Top of Provided data

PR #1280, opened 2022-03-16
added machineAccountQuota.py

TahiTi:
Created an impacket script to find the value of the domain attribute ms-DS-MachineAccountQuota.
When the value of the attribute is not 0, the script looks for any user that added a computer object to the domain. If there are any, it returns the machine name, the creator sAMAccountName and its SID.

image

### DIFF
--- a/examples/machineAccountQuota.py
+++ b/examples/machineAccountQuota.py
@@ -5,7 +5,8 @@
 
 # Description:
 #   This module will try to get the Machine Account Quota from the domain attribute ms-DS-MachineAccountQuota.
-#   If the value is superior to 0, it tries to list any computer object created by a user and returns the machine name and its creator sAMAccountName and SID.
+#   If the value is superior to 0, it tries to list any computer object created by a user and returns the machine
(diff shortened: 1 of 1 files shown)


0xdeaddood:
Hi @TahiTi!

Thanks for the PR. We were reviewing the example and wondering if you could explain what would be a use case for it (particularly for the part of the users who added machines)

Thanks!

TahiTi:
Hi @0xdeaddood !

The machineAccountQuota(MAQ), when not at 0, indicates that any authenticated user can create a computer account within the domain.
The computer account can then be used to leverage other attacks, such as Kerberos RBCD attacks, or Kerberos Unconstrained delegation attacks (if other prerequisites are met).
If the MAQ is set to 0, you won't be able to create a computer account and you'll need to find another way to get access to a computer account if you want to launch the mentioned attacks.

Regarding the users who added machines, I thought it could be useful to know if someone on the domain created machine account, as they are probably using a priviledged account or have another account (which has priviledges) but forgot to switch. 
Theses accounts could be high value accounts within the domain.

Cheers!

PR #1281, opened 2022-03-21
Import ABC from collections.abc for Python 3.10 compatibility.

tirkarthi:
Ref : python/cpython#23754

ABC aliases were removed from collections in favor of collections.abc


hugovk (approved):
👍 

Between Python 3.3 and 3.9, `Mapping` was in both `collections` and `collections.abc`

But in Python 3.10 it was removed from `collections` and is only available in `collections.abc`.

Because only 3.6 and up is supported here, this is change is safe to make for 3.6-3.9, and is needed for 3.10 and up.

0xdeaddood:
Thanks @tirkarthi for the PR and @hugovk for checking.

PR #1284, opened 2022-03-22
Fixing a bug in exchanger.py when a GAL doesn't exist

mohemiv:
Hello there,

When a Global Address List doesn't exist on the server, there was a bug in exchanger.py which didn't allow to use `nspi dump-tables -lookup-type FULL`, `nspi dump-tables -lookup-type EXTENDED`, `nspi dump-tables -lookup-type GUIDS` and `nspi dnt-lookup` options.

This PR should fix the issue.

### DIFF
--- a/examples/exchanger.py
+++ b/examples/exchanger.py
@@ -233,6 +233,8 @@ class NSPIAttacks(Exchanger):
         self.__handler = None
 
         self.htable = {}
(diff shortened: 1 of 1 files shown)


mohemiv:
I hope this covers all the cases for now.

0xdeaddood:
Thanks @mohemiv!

Bottom of Provided data
Top of Provided data

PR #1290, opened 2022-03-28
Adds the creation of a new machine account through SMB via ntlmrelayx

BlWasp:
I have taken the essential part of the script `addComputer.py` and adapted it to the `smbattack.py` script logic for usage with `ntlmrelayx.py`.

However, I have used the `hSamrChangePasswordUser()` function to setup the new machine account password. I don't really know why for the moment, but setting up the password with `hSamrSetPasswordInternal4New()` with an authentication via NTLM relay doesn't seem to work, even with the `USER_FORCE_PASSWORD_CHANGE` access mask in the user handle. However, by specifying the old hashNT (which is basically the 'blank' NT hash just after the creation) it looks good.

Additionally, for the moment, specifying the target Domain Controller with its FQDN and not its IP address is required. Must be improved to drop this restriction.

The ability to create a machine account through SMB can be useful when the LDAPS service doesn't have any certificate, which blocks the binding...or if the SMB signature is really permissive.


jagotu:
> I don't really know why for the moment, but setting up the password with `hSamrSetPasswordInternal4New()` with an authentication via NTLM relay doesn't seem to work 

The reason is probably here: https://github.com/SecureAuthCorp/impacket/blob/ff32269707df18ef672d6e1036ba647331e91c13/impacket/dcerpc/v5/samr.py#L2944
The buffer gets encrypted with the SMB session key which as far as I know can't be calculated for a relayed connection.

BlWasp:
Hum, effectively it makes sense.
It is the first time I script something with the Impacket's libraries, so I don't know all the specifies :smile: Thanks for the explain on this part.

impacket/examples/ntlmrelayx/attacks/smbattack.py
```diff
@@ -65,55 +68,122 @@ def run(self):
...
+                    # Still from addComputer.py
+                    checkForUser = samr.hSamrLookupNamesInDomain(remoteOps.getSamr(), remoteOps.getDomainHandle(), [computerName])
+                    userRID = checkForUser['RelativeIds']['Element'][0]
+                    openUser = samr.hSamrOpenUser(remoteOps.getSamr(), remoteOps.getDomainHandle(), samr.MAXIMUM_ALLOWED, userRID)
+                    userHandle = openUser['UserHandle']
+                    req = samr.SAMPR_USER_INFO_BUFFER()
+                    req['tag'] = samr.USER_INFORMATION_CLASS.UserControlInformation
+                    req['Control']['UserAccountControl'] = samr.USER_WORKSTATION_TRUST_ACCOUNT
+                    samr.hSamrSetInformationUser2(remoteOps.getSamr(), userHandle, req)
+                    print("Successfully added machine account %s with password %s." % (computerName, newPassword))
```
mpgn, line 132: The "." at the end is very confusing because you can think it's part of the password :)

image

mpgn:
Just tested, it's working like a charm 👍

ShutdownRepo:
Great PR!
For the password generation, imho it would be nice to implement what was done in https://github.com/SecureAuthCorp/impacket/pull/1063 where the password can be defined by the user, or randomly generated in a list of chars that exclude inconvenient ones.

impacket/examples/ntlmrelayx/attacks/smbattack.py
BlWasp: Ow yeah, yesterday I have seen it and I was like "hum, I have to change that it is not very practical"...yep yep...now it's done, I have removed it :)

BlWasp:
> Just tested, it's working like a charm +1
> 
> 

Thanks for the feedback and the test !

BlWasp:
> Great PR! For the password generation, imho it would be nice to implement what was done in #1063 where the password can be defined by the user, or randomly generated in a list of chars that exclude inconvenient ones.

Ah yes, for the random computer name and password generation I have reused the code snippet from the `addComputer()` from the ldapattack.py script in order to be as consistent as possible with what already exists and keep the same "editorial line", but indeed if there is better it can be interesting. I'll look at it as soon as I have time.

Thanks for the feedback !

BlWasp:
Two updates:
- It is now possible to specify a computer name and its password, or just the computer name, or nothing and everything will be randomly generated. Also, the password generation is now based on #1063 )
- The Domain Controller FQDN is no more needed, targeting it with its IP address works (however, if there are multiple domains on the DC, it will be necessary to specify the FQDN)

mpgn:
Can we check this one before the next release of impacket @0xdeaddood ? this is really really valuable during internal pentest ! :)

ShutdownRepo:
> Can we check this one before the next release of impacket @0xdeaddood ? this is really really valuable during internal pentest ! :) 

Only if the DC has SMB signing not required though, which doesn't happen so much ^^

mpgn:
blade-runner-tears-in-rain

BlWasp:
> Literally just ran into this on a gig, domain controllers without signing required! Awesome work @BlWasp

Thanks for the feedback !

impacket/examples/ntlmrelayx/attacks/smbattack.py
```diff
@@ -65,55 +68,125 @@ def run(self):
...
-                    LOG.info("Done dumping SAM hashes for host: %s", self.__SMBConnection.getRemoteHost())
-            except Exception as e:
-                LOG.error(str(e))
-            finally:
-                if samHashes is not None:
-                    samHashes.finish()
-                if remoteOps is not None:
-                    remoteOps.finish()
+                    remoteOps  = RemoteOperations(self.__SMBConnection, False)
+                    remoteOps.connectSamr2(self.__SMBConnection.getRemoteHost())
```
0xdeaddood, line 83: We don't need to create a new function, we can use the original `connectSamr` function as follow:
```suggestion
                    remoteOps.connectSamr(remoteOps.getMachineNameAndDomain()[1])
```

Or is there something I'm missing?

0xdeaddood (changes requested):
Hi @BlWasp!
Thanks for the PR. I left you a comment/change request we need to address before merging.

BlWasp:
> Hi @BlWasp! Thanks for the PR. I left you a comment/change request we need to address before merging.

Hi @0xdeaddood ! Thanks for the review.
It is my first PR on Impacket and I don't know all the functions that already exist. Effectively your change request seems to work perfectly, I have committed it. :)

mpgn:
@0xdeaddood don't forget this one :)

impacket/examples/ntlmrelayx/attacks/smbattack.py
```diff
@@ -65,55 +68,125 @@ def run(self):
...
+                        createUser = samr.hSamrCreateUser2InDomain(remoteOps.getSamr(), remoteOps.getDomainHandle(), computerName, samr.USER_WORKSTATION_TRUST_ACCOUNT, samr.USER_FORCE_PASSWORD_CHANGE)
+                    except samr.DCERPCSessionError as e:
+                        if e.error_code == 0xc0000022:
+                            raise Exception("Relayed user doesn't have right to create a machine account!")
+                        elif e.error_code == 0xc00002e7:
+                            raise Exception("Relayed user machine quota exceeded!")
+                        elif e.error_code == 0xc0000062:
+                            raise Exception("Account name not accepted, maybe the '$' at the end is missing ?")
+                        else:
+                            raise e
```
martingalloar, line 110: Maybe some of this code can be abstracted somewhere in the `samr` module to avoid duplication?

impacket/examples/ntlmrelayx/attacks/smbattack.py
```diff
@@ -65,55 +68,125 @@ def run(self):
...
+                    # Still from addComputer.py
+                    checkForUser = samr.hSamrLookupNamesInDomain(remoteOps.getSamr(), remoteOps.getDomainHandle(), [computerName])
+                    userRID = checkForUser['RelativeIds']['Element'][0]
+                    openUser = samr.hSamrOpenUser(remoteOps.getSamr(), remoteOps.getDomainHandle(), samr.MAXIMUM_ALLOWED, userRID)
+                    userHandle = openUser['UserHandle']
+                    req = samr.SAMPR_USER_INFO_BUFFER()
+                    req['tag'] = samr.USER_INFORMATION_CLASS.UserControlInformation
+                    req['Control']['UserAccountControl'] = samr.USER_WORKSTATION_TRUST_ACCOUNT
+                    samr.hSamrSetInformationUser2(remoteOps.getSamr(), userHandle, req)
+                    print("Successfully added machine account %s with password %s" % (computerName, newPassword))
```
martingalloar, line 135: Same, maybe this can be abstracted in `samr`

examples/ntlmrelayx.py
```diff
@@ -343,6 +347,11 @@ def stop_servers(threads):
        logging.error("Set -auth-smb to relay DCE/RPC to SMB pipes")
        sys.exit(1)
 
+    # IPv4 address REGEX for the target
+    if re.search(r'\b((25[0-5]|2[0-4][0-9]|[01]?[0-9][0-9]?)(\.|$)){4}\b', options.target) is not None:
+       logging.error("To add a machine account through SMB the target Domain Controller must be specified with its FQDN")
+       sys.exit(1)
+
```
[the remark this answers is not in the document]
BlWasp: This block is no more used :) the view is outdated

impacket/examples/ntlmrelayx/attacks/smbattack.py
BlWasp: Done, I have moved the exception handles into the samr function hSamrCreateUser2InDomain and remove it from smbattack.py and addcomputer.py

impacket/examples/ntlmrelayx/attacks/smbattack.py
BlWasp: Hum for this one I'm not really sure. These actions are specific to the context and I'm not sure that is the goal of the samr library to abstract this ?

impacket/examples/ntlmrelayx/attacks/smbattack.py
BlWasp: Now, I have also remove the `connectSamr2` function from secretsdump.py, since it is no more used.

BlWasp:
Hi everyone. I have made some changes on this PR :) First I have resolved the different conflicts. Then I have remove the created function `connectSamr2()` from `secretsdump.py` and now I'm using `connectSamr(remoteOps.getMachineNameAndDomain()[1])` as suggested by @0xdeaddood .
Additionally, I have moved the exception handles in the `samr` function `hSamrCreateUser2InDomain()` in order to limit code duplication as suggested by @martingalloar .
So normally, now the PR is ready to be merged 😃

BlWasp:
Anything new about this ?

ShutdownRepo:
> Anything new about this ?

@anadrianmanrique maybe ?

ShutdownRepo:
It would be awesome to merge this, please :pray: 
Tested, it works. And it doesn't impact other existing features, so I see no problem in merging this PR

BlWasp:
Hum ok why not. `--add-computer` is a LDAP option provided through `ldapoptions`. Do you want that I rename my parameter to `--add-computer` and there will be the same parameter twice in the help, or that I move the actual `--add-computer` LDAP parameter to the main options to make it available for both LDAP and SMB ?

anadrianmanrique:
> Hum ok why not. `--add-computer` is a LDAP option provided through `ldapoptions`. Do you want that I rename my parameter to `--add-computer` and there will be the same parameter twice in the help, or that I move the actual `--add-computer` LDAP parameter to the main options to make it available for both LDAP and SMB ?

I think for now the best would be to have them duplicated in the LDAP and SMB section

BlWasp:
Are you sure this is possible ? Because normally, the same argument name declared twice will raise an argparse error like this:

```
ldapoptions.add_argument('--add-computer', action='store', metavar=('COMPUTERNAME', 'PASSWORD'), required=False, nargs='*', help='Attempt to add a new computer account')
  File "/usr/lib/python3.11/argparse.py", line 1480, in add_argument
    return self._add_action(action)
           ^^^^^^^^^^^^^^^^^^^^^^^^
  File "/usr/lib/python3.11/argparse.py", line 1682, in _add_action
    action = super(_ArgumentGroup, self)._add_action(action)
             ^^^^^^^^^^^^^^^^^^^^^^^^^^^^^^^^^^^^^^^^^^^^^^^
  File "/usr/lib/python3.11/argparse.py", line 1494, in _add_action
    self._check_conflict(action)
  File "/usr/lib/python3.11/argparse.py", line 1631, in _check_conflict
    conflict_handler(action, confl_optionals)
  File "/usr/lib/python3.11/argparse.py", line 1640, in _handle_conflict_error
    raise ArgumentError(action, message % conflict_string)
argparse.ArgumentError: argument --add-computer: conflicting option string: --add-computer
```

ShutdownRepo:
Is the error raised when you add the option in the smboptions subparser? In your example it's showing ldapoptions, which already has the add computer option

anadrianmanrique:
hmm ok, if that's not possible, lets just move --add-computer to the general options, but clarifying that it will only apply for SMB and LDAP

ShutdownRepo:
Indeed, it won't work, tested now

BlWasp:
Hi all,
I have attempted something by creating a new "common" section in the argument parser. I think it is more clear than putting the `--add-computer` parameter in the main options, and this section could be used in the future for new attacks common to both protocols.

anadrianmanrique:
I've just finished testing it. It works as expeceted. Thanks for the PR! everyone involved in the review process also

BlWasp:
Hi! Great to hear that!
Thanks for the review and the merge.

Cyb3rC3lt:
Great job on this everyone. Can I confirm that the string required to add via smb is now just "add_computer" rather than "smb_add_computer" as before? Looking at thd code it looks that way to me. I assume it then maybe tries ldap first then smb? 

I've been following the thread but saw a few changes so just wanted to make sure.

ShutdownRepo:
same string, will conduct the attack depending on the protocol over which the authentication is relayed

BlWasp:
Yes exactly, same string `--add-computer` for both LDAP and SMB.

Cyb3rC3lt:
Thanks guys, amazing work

Bottom of Provided data
Top of Provided data

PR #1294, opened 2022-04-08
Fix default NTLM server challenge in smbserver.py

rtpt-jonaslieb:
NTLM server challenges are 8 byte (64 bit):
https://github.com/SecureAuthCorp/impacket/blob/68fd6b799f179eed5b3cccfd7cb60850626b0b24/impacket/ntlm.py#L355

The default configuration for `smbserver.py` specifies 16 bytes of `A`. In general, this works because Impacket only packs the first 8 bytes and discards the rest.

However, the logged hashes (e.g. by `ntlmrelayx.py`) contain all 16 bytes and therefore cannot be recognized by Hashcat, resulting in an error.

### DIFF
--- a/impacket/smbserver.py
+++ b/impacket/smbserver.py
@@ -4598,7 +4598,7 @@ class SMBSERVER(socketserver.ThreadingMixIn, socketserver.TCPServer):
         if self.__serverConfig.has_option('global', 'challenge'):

Bottom of Provided data

### Try it:
All lines of the entries containing the string "superior" must be shown in full.

### Written answer:
-#   If the value is superior to 0, it tries to list any computer object created by a user and returns the machine name and its creator sAMAccountName and SID.
+#   If the value is superior to 0, it tries to list any computer object created by a user and returns the machine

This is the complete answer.